The Group documents at the inception of the transaction the relationship between hedging instruments and hedged items, as well as its risk
management objectives and strategy for undertaking various hedging transactions. The Group also documents its assessment, both at hedge
inception and on an ongoing basis, of whether the derivatives that are used in hedging transactions are highly effective in offsetting changes in
fair values or cash flows of hedged items.
The fair values of various derivative instruments used for hedging purposes are disclosed in Note 20. Movements on the hedging reserve in
shareholders’ equity are shown in Note 32. The full fair value of a hedging derivative is classified as a non-current asset or liability when the
remaining maturity of the hedged item is more than 12 months and as a current asset or liability when the remaining maturity of the hedged item
is less than 12 months. Trading derivatives are classified as a current asset or liability.
(a) Fair value hedge
Changes in the fair value of derivatives that are designated and qualify as fair value hedges are recorded in the income statement, together
with any changes in the fair value of the hedged asset or liability that are attributable to the hedged risk. The Group only applies fair value
hedge accounting for hedging fixed interest risk on assets and borrowings. The gain or loss relating to the effective portion of interest rate
swaps hedging fixed rate assets and borrowings is recognised in the income statement within “finance expenses”. The gain or loss relating to
the ineffective portion is recognised in the income statement within “Other (gains)/losses – net”. The gain or loss relating to the ineffective
portion of the interest rate swaps is recognised in the income statement within “Other (gains)/losses – net”.
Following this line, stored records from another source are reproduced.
PR #532, opened 2024-07-03
364 overlap wrangle

cerdamario13:
Using pythons diff lib to find the similarity match of two columns

```yaml
wrangles:
    - find_match:
        input_a: col1
        input_b: col2
        output: TEST
```

| col1     | col2       | TEST            |
|:---------|:-----------|:----------------|
| mario    | supermario | *****mario      |
| luigi    | superluigi | *****luigi      |
| peach    | superpeach | *****peach      |
| yoshi    | superyoshi | *****yoshi      |
| equal    | equal      |EXACT_MATCH |
|          | no match   | A EMPTY       |
| no match |            | B EMPTY     |
|          |            | BOTH EMPTY  |

PR #533, opened 2024-07-03
463 compare wrangle

cerdamario13:
New module `compare`
New Wrangle `compare.text`: Compare two strings and return the intersection or difference, or use overlap to find the matching characters between the two strings.

**Difference**

```yaml
    wrangles:
    - compare.text:
        input:
          - col1
          - col2
        output: output
        method: difference
        char: ' ' # Optional character to split text
```

| col1   | col2        | output   |
|:-------|:------------|:---------|
| Mario  | Super Mario | Super    |
| Luigi  | Super Luigi | Super    |

**Intersection**

```yaml
    wrangles:
    - compare.text:
        input:
          - col1
          - col2
        output: output
        method: intersection
       char: '  ' # Optional character to split text
```

| col1   | col2        | output   |
|:-------|:------------|:---------|
| Mario  | Super Mario | Mario    |
| Luigi  | Super Luigi | Luigi    |

**Overlap**

```yaml
    wrangles:
    - compare.text:
        input:
          - col1
          - col2
        output: output
        method: overlap

        non_match_char: '@' # (Optional) Character to use for non-matching characters
        include_ratio: True # (Optional) Include the ratio of matching characters
        decimal_places: 2 # (Optional) Number of decimal places to round the ratio to
        exact_match: 'They are the same' # "(Optional) Value to use for exact matches. Default is empty string
        empty_a: 'Empty A' # (Optional) Value to use for empty input a. Default is empty string
        empty_b: 'Empty B' # (Optional) Value to use for empty input b. Default is empty string
        all_empty: 'Both Empty' # (Optional) Value to use for both inputs. Default is empty string
```

| col1   | col2       | output     |
|:-------|:-----------|:-----------|
| Mario  | SuperMario | *****Mario |
| Luigi  | SuperLuigi | *****Luigi |
| Toad   |            |            |


ChrisWRWX:
- [ ] Wrangles should use the syntax <verb>.<noun> to reflect the actual underlying code structure, please nest this properly rather than using an underscore.
- [ ] Use input rather than input_a, input_b. That way you can use all the features for input - wildcards, optional columns etc. Validate that 2 columns are provided if the method requires exactly 2 inputs.
- [ ] What's the difference between this and #532? They all seem to be doing roughly the same thing. Merge them and replace 'type' with a 'method' parameter than can apply the different specific methods.

ChrisWRWX:
- [ ] Tidy unnecessary import
- [ ] Moved schema fully to docstring
- [ ]

ChrisWRWX (approved):

ChrisWRWX (approved):

PR #542, opened 2024-07-23
Standardize attributes

cerdamario13:
Standardize and remove attributes

- the new standardize and remove wrangles are in `format`, should there be a `standardize` folder?
- moved the extract conversion tests to test_extract in a class.
- A lot of the object tests had to be updated since there is a new key `standard`


cerdamario13:
Work still in progress, will reopen when ready

PR #546, opened 2024-08-05
Standardize attributes

cerdamario13:
Removed breaking change
~~**BREAKING CHANGE**~~

~~Updated standardize module to include attributes and custom.~~
~~python wrangle `wrangles.standardize` no longer exists, use `wrangles.standardize.custom` instead~~

**New extract attributes optional parameters**
params:

- responseContent: standard, this returns a standardize version of the attribute
- sigFigs: apply the significant figures to the attribute only if converting units. This is due to not interfering with span (trick -> set attribute_type and desired_unit to the same attribute type to apply significant figures)

```yaml
        wrangles:
            - extract.attributes:
                input: Tools
                output: Attributes
                responseContent: standard
                attribute_type: length
                sigFigs: 3 # optional
```

**New wrangle**
standardize.attributes: standardizes attributes in text. 
params:

- attribute_type if is not defined, then all attributes are standardized,
- desiredUnit: convert the attribute type to a specific unit
- sigFigs: set the number of significant figures only if converting units. (trick -> set attribute_type and desired_unit to the same attribute type to apply significant figures)

```yaml
        wrangles:
            - standardize.attributes:
                input: Tools
                output: Attributes
                attribute_type: weight # optional
                desired_unit: meter # opitonal
                sigFigs: 3 # optional
```


cerdamario13:
- [ ] Remove the breaking change -> `wrangles.standardize` should still work.

PR #568, opened 2024-09-24
Lookup schema/Tests

thomasstvr:
I feel like I am missing something here....


ChrisWRWX (dismissed):

ChrisWRWX:
- [ ] Add validation for write lookup. If model_id not variant or name. If not model_id must have name, variant should default to key. May already exist.

ChrisWRWX (approved):

PR #640, opened 2025-01-07
Added better error handling to round function

kavu16:
Added better error handling to fix an issue that was occurring with the rounding recipe.  

The recipe used the default behavior of the pandas `round` function, returning the original column if any of the row types were incompatible.  

Added the `to_numeric` function, which allows coercion to a float and returns `nan` if the datatype is incompatible.  Then the pandas `round` function is applied as normal and any remaining `nan` is replaced with an empty string to play nice with the front end

### DIFF
--- a/tests/recipes/wrangles/test_pandas.py
+++ b/tests/recipes/wrangles/test_pandas.py
@@ -438,11 +438,62 @@ class TestRound:
                 decimals: 1
             """,
             dataframe=pd.DataFrame({
-                'col': [3.13, "Something else", 1.16, None]
+                'col': [3.13, "Something else", 1.16, None, "2.5555"]
             })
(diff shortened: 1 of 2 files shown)


ChrisWRWX:
I feel like I've seen some issues with round and numpy floats. Please will you add a few more tests with different numpy floats? Also perhaps add a couple with numbers as strings '3.14159'. Make sure they also give the correct values back.

kavu16:
Added different numpy float aliases to test to ensure proper behavior.  
Current function maps everything back to a standard python `float`.  Might be better to return the original datatype, but users have run into strange issues when getting numpy `float`s returned

ChrisWRWX (approved):

PR #995, opened 2020-01-14
PLANET-4456 CPP export - Replace regex with parse_block()

sagarsdeshmukh:
Code refactor in export campaign functionality.

### DIFF
--- a/exporter-helper.php
+++ b/exporter-helper.php
@@ -78,34 +78,67 @@ function get_campaign_attachments( $post_ids ) {
 	foreach ( (array) $results as $text ) {
 		$text = $text->post_content;
 
-		// Filter attachment ids from caption.
-		preg_match_all( '#(wp-image-|wp-att-|attachment\_)(\d+)#', $text, $matches, PREG_SET_ORDER );
-		foreach ( $matches as $match ) {
-			$attachment_ids[] = $match[2];
-		}
+		$blocks = parse_blocks( $text );
+		foreach ( $blocks as $block ) {
 
-		// Filter attachment ids from shortcake code(shortcake_gallery, shortcake_happy_point, shortcake_media_video).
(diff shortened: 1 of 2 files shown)


exporter-helper.php
```diff
@@ -78,34 +78,64 @@ function get_campaign_attachments( $post_ids ) {
...
 
-		// Filter attachment ids from caption.
-		preg_match_all( '#(wp-image-|wp-att-|attachment\_)(\d+)#', $text, $matches, PREG_SET_ORDER );
-		foreach ( $matches as $match ) {
-			$attachment_ids[] = $match[2];
-		}
+		$blocks = parse_blocks( $text );
+		foreach ( $blocks as $block ) {
+			// Fetch background image id from EN form block.
+			if ( 'planet4-blocks/enform' === $block['blockName'] && isset( $block['attrs']['background'] ) ) {
```
Inwerpsel: You can use a switch statement here (`switch $block['blockName']`)

exporter-helper.php
```diff
@@ -78,34 +78,64 @@ function get_campaign_attachments( $post_ids ) {
...
+			// Fetch image id from Carousel Header block.
+			if ( 'planet4-blocks/carousel-header' === $block['blockName'] && isset( $block['attrs']['slides'] ) ) {
+				foreach ( $block['attrs']['slides'] as $slide ) {
+					$attachment_ids[] = $slide['image'];
+				}
+			}
+
+			// Fetch issue/tag image id from Split Two Columns block.
+			if ( 'planet4-blocks/split-two-columns' === $block['blockName'] && ( isset( $block['attrs']['issue_image'] ) || isset( $block['attrs']['tag_image'] ) ) ) {
+				$attachment_ids[] = $block['attrs']['issue_image'];
```
Inwerpsel: You probably need to use the null coalescing operator here to avoid notices, or you could split it in two if-statements (which is a bit easier when you use a switch for the block name.

PR #999, opened 2020-01-20
PLANET-4157 Fix author bio block readmore link

sagarsdeshmukh:
[JIRA 4157](https://jira.greenpeace.org/browse/PLANET-4157)

- The `wp_trim_words()` function is localized. For languages that count ‘words’ by the individual character (such as East Asian languages), the `num_words` argument will apply to the number of individual characters
- The `wp_is_mobile()` function is used to apply `author_bio_word_limit` as per device size

### DIFF
--- a/templates/blocks/author_profile.twig
+++ b/templates/blocks/author_profile.twig
@@ -6,9 +6,24 @@
 				<h5 rel="author" class="author-block-info-name">
 					<a href="{{ post.author.link }}" itemprop="name">{{ post.author.name }}</a>
 				</h5>
+
+				{% set author_bio_readmore %}
+					...  &nbsp;<a href="{{ post.author.link }}">{{ __( 'Read More', 'planet4-master-theme' ) }}</a>
+				{% endset %}
+
+				{% if ( fn('wp_is_mobile') ) %}
+					{% set author_bio_char_limit = 180 %}
+				{% else %}
+					{% set author_bio_char_limit = 300 %}
+				{% endif %}
+
+				{% set author_bio = fn('substr', post.author.description, 0, fn('strpos', post.author.description ,' ', author_bio_char_limit)) %}
+				{% set author_bio = post.author.description|length > author_bio_char_limit ? author_bio ~ author_bio_readmore : author_bio %}
+
 				<p class="author-block-info-bio" itemprop="description">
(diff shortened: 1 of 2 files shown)


templates/blocks/author_profile.twig
```diff
@@ -6,9 +6,21 @@
...
+
+				{% if ( fn('wp_is_mobile') ) %}
+					{% set author_bio_word_limit = 24 %}
+				{% else %}
+					{% set author_bio_word_limit = 50 %}
+				{% endif %}
+
 				<p class="author-block-info-bio" itemprop="description">
-					{{ fn('wpautop', fn('the_author_meta', 'description', author.id))|e('wp_kses_post')|raw }}
+					{{ fn('wp_trim_words', fn('wpautop', post.author.description ), author_bio_word_limit, author_bio_readmore)|e('wp_kses_post')|raw }}
```
Inwerpsel: Is there a function that allows to specify a number of characters and that then cuts off, but doesn't do so within a word? That way we can have a predictable amount of characters, regardless of how big the words are. Using `wp_trim_words` there is quite a big range of sizes the result could have. That could be problematic in languages that use a lot of long words like Turkish.

sagarsdeshmukh: The `substr($author_bio, 0, strpos($author_bio, ' ', 320));` will work in this case.

templates/blocks/author_profile.twig
```diff
@@ -6,9 +6,25 @@
...
+				{% endset %}
+
+				{% if ( fn('wp_is_mobile') ) %}
+					{% set author_bio_char_limit = 180 %}
+					{% set author_bio = fn('substr', post.author.description, 0, fn('strpos', post.author.description ,' ', author_bio_char_limit)) %}
+					{% set author_bio = post.author.description|length > author_bio_char_limit ? author_bio ~ author_bio_readmore : author_bio %}
+				{% else %}
+					{% set author_bio_char_limit = 300 %}
+					{% set author_bio = fn('substr', post.author.description, 0, fn('strpos', post.author.description ,' ', author_bio_char_limit)) %}
+					{% set author_bio = post.author.description|length > author_bio_char_limit ? author_bio ~ author_bio_readmore : author_bio %}
```
Inwerpsel: You can take the last 2 lines out of the if-statement as they are the same in both cases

If the hedge no longer meets the criteria for hedge accounting, the adjustment to the carrying amount of a hedged item for which the effective
interest method is used is amortised to profit or loss over the period to maturity.
(b) Cash flow hedge
Cash flow hedges are principally used to hedge the commodity price risk associated with the Group’s forecasted fuel purchases as well as
certain foreign exchange and interest rate exposures. The effective portion of changes in the fair value of derivatives that are designated and
qualify as cash flow hedges is recognised in other comprehensive income. The gain or loss relating to the ineffective portion is recognised
immediately in the income statement within “fuel and oil” costs in the case of fuel purchases and “Other (gains)/losses – net” in the case of
the foreign exchange derivatives.
Amounts accumulated in equity are reclassified to the statement of financial position or income statement in the periods when the hedged
item affects the statement of financial position or income statement (for example, when the forecast sale that is hedged takes place). They
are included under the relevant caption in the consolidated financial statements, i.e. fuel hedges in “fuel and oil costs” caption and foreign
exchange hedges within the captions “Other (gains)/losses – net” or “property plant and equipment”.
When a hedging instrument expires or is sold, or when a hedge no longer meets the criteria for hedge accounting, any cumulative gain or
loss existing in equity at that time remains in equity and is recognised when the forecast cash flow arises. When a forecast transaction is no
longer expected to occur, the cumulative gain or loss that was reported in equity is immediately transferred to the income statement.